AI (local)
Ollama integration
Ollama runs models on your machine, your LAN or Tailscale. Ahena treats it as a local provider: the CLI verifies and checks it on your machine and reports the results, and Ahena's servers never contact the endpoint. The generated ahena.ai adapter lets development use Ollama while production uses a hosted provider.
What Ahena inspects
Read-only: inspecting and Doctor never change anything at Ollama.
- Whether the endpoint is reachable, and its version.
- How exposed it is: LAN or Tailscale, public https, or public plain http.
- The models you've pulled (
ahena inspect ollama), and the configured model's capabilities and context length. - Latency, from one one-token generation (Ollama's own timings, excluding load time).
Nothing to configure
Ollama has nothing to plan or apply. Ahena gives you Doctor, model discovery and a generated adapter behind the common ahena.ai interface, so each environment can use a different AI provider. See AI providers.
Generated code: src/ahena/ai/providers/ollama.ts behind ahena.ai.generate().
How Ahena verifies
There's nothing to read back: Ahena changes nothing on your machine, so there's no plan, apply or VERIFIED state.
Doctor runs Ollama's checks locally and stores the results with the run. Until you run ahena doctor from your machine, the dashboard says Ollama hasn't been checked yet, never that it's healthy.
What Doctor diagnoses
Key checks from ahena doctor. Each finding says why it matters, where, the impact and whether Ahena can fix it. The full list is in the Ollama docs.
| Check | What it means |
|---|---|
ollama.endpoint | Reachable (with version), or how to start it. |
ollama.exposure | LAN or Tailscale (INFO); public https (WARNING: needs an auth proxy); public plain http (FAIL). |
ollama.model | The configured model is pulled. |
ollama.capabilities / ollama.context | The model can generate text; context length (WARNING under 8K). |
ollama.latency | One-token generation time, excluding load time. |
More on findings, health and continuous checks: Doctor.
Approvals
There's nothing to approve: connecting, Doctor, ahena inspect and ahena generate change nothing in your Ollama account.

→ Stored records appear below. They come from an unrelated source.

Issue #1798, opened 2019-07-25
[10.0.0-rc.0] preact/compat and onTransitionEnd


fjorgemota:
Hey!

I'm using Preact X (version 10.0.0-rc.0) on my project, with `preact/compat` and [rmwc](https://rmwc.io)...And I found a problem: Apparently, `onTransitionEnd` event doesn't work, because Preact only checks if the lower-case attribute exists on the DOM element to define if it should use the lower-case event name (spoiler: it should!) or not.

The problem is...I found #1589 issue already (which is closed, but IMHO it shouldn't, but I will explain my point soon) AND #1590 which was a pretty smart way to detect which event to use. Okay, I found #1631 too which reverts all of that, and the final suggestion is to just use the lowercase format to be able to work around this limitation.

That's okay, in my opinion...for pure preact projects. But, for `preact/compat`, which should work fine with other React libraries (like RMWC, mentioned above), there's no way to fix that issue, because...well, unless I use `patch-package` to replace `onTransitionEnd` with `ontransitionend` on the RMWC project (which is a pretty bad "solution" IMHO), Preact will happily add the `TransitionEnd` event to the DOM element, which....well, will never be triggered, we know that, because that's not the correct name of the event.

With that said...I think there's two ways to fix that problem on Preact itself:

1) Try to cache the specific attributes of the global variable on a Preact's specific variable so it's faster to check, fixing the performance penalty of checking of the lookup (would add a few more bytes and probably would mean a slower first lookup);
2) Fix that bug at least on `preact/compat` itself, for compatibility with other libraries;

IMHO, the first way would be far better...because if the problem is the lookup for the attribute then caching that data somewhere would at least fix that problem. But the two possibilities are valid, in my opinion.

What do you think? 

Edit: Fix reference to the correct PR with the fix.

PR #1804, opened 2019-07-25
(fix) - transitions

JoviDeCroock:
Fixes: https://github.com/preactjs/preact/issues/1798

This PR should serve as a deciding point whether or not we want to support these cases to improve React compat.


fjorgemota:
Hey.

Thanks for the PR! :)

Even throught I mentioned specifically `onTransitionEnd` on the issue, I think there's other events that probably would be worked around too on `preact/compat`. #1589 with it's `onAnimationEnd` is one of these examples. 

So...maybe we should use a generic code like the one found on #1590 to detect which events to patch for, and maybe verifying if the attribute doesn't exist on DOM element first?

I don't know..these are just ideas. But anyway thanks for the PR. I hope I can help on the discussion. =)

JoviDeCroock:
@fjorgemota this PR is intended as a starting point for discussing if we want to support these events. The solution of #1589 can't be used since this breaks testing envs. If we would agree on this I would suggest looking for the postfix start/end and using that to determine a toLowerCase()

fjorgemota:
@JoviDeCroock 	oh. Ok then. Fair enough. I'm waiting for the reviews and further discussion, then. Thanks! :)

developit:
A thought: for DOM nodes (`typeof vnode.type == 'string'`), loop over props and lowercase any keys matching `/^on(ani|tra)/`.

JoviDeCroock:
@developit yes, so we want to support these?

compat/src/index.js
```diff
@@ -174,6 +174,13 @@ function createElement(...args) {
 
 	let type = vnode.type, props = vnode.props;
 	if (typeof type!='function') {
+		Object.keys(props).forEach(key => {
+			if (/^on(Ani|Tra)/.test(key)) {
```
marvinhagemeister: Quick question: Is this true for all `onAnimation*` and all `onTransition*` events?

JoviDeCroock: Hmm only for start and end I presume we could be taking capture here too

cristianbote: Hey @JoviDeCroock I was looking over our `compat` code and there's a `applyEventNormalization` function. Should this be part of that function? I'm thinking it'll be easier to tackle updates on that code in the future since all the compat event handlers would be in one place, maybe?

Generated code is written to your repository, where you review it like any other change.
Manual steps
Ahena can't do these for you:
- Install Ollama and start it (
ollama serve). - Pull your model:
ollama pull llama3.2. - Set
AI_PROVIDER=ollamain development if several adapters exist.
Credentials and permissions
| Name | Secret | Notes |
|---|---|---|
OLLAMA_HOST | No | For example http://localhost:11434. |
OLLAMA_API_KEY | Yes | Optional, for an authenticating proxy. Read from your local environment when Doctor runs. |
Least privilege
- None at Ahena. Ollama itself has no authentication: never expose it to the internet without an authenticating proxy (Doctor fails public plain-http endpoints).
Ahena stores no secret for Ollama: OLLAMA_API_KEY stays in your local environment. See security.
Workflow example
Connect, check, then generate. There's no plan or apply step for an AI provider.
ahena connect ollama --set OLLAMA_HOST=http://localhost:11434Connect; the CLI verifies the server on your machine before saving.
ahena doctorRun Ollama's checks locally and report them.
ahena inspect ollamaList the models you've pulled.
ahena generateWrite the
ahena.aiadapter for development.
Verification status
Live verified: local connection, model inspection and Doctor
Verified against the real provider API for the capabilities listed. Its other capabilities are validated by Ahena's automated provider contract and conformance tests.
How Ollama is tested
- Verified against a real local Ollama (0.35): connect, model listing, Doctor (including one one-token generation for latency), disconnect and reconnect, an unreachable server, a hung server, and secret handling.
- The generated adapter is also run in Ahena's tests with Ahena stopped.
The providers overview explains Ahena's testing methodology and what has been verified for every provider.
Limitations
- Ahena can't check it from the dashboard or CI: checks run where the CLI runs.
- Local models differ from hosted ones in quality, speed and context length.
- There's no drift tracking for AI providers.
Disconnecting
ahena disconnect ollama removes the connection; nothing on your machine is changed.